まだ若い年齢ながら、主君としての務めを果たそうと、精一杯振る舞っていた。
「……こいつは」
「早く降りて」
「……こいつは、あんたを」
「ねえ、聞いてるの? 早く彼から降りてよ」
「……あんたを、殺そうと」
「早く回復魔法をかけなきゃ死んじゃうの。わたしがかけるから、降りて」
「――こいつはあんたを殺そうとした!」
「知らない! そんなの知らない!! いいから早く降りて!!! わたしの命令を聞いて!!! それでも――わたしのナイトメアなの!?」
エリスは涙声で、精一杯声を張り上げる。
それに対してアーサ―は、
何も言うことなく静かに立ち上がり、ハンスから降りた。
「わたしが、わたしが、どうにか、しなきゃ……」
ハンスは辛うじて呼吸はしているものの、完全に気を失っており顔も青褪めていた。エリスは傷口に手を当てて、震えた声で何かを呟き始める。

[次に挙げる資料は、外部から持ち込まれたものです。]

PR #339, opened 2021-06-07
Gcc11 fixes

sebwolf-de:
Hi, I had some compilation errors with gcc 11.1.1 on Fedora 34. I fixed the compilation errors, mostly it was changing `mallinfo()` to `mallinfo2()`, which was introduced in February 21, so maybe you'll need a flag to distinguish between glibc 2.33 and older versions.


cwsmith:
Thank you @sebwolf-de.   Your commit has been merged into develop here:

https://github.com/SCOREC/core/commit/06119fc71d6599fbab531c24b20370b08aa1465a

along a few additional commits that add logic to support the older versions of glibc.

Thanks again.

PR #344, opened 2021-07-04
Hiding Adapt Options From the Users

mortezah:
This is achieved by making the return value of `configure` APIs const. This way normal users cannot change the options after the call to `configure`. Advanced users can get a modifiable `Input` pointer by calling `ma::makeAdvanced()` API and then modify the options manually, if they choose to. All the `adapt` APIs will work with both `const Input*` and `Input*` objects.

Todo:

- [x] clean up of test (i.e., some of them really don't need to change the input)


ma/ma.cc
```diff
@@ -115,6 +120,11 @@ void adaptVerbose(Input* in, bool verbose)
   apf::printStats(m);
 }
 
+void adaptVerbose(const Input* in, bool verbose)
+{
+  adaptVerbose(makeAdvanced(in), verbose);
+}
+
```
jacobmerson, line 127: make `Adapt` take `const Input*` and this function becomes unnecessary.

jacobmerson (commented):
I think this is a big step in the right direction. I think two major issues still need to be fixed:
1. using `const_cast` in the current way causes undefined behavior whenever someone changes a setting with the  non-const object that they get back. `make_advanced` needs to make a copy instead
2. `Adapt` should take a `const Input*` object since it doesn't change anything in the `Input` object. This also avoids the need to call `createAdvanced` every time you want to adapt the solution with default settings.

ma/maLayerCoarsen.cc
```diff
@@ -190,7 +190,7 @@ static void migrateForLayerCollapse(Adapt* a, int d, int round)
 }
 
 void localizeLayerStacks(Mesh* m) {
-  Input* in = configureIdentity(m);
+  Input* in = makeAdvanced(configureIdentity(m));
   Adapt* a = new Adapt(in);
```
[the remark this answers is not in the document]
mortezah: @jacobmerson mesh adapt changes the input internally. So I will need both versions of these functions.

ma/ma.cc
```diff
@@ -51,6 +51,11 @@ void adapt(Input* in)
   apf::printStats(m);
 }
 
+void adapt(const Input* in)
+{
+  adapt(makeAdvanced(in));
+}
+
```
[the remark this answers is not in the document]
mortezah: @jacobmerson mesh adapt changes the input internally. So I will need both versions of these functions.

ma/ma.cc
mortezah: @jacobmerson mesh adapt changes the input internally. So I will need both versions of these functions.

ma/maInput.cc
```diff
@@ -285,7 +285,12 @@ Input* configureIdentity(Mesh* m, SizeField* f, SolutionTransfer* s)
   in->maximumIterations = 0;
   in->shouldFixShape = false;
   in->shouldSnap = false;
-  return in;
+  return (const Input*)in;
+}
+
+Input* makeAdvanced(const Input* in)
```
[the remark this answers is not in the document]
mortezah: @jacobmerson I haven't seen an undefined behavior, using this approach. In any event, I will implement the `clone` just to be safe.

ma/maInput.cc
```diff
@@ -213,32 +213,32 @@ Input* configure(
...
+const Input* configure(
     Mesh* m,
     IsotropicFunction* f,
     SolutionTransfer* s)
 {
   Input* in = configure(m,s);
   in->sizeField = makeSizeField(m, f);
   updateMaxIterBasedOnSize(m, in);
-  return in;
+  return (const Input*)in;
```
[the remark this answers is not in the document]
mortezah: fixed in https://github.com/SCOREC/core/pull/344/commits/11f56878f1264252c0cc7f7053dc306165fc180b

ma/maInput.cc
```diff
@@ -248,28 +248,28 @@ Input* configure(
   Input* in = configure(m,s);
   in->sizeField = makeSizeField(m, sizes, frames, logInterpolation);
   updateMaxIterBasedOnSize(m, in);
-  return in;
+  return (const Input*)in;
```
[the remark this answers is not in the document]
mortezah: fixed in https://github.com/SCOREC/core/pull/344/commits/11f56878f1264252c0cc7f7053dc306165fc180b

ma/maInput.cc
```diff
@@ -285,7 +285,12 @@ Input* configureIdentity(Mesh* m, SizeField* f, SolutionTransfer* s)
   in->maximumIterations = 0;
   in->shouldFixShape = false;
   in->shouldSnap = false;
-  return in;
+  return (const Input*)in;
```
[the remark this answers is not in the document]
mortezah: fixed in https://github.com/SCOREC/core/pull/344/commits/11f56878f1264252c0cc7f7053dc306165fc180b

ma/maInput.cc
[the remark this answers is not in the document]
mortezah: added a copy c-tor here  https://github.com/SCOREC/core/pull/344/commits/11f56878f1264252c0cc7f7053dc306165fc180b and updated `makeAdvanced` to use that instead of const_cast

jacobmerson:
@cwsmith can we rely on having c++11? Really what we want here is a move. The move constructor could just swap the pointers and then the deletion issue that @mortezah mentioned is no longer an issue.

cwsmith:
@jacobmerson Sure.  I'm fine with requiring C++11.  If we do go that route, can we make a separate PR for the changes?

jacobmerson:
@mortezah are you comfortable with move semantics? If not I can write up the prototype.

mortezah:
@jacobmerson if I understand all I need to do is to have a default move constror in Input class. Then in makeAdvance I can just return std::move(in). Is that what you where thinking?

@cwsmith why do we need a new PR?

cwsmith:
@mortezah I'd prefer not to embed the c++ standard requirement change in a series of commits related to meshadapt.  Also, I suspect we can enable the c++11 requirement with a few edits in our CMake files, quickly test with a few downstream applications (mfem, etc.), then merge to develop/master.

mortezah:
> @mortezah I'd prefer not to embed the c++ standard requirement change in a series of commits related to meshadapt.  Also, I suspect we can enable the c++11 requirement with a few edits in our CMake files, quickly test with a few downstream applications (mfem, etc.), then merge to develop/master.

その隣で、アーサーはカヴァスを呼び出し鎧から学生服に戻っていた。
そして流れる血を気にも留めないまま、歪みきったエリスの顔を見つめていた。
「よし、やっと壊せた――!」
エリス魔法をどうにかして行使しようとしている所に、ケビンがふらつきながら駆け寄ってきた。
続けてハインリヒとリーン、そして演習場の周りから大勢の生徒が詰め寄って来ている。
「ああ……どうしてこうなっちゃったの……!」
「……リーン、先生……」
「エリス!」
ハインリヒの後ろからカタリナとイザークが顔を出す。
特にイザークはアーサーとハンスの姿を見ると、すぐに口元を手で覆った。
「……オマエとエリスが心配で来たけど、正直きついわ」
「……」
血の付いた鎧は隠せても、傷口までは隠せない。傷口が服に触れ、まだ止まっていない血がみるみる滲んでいく。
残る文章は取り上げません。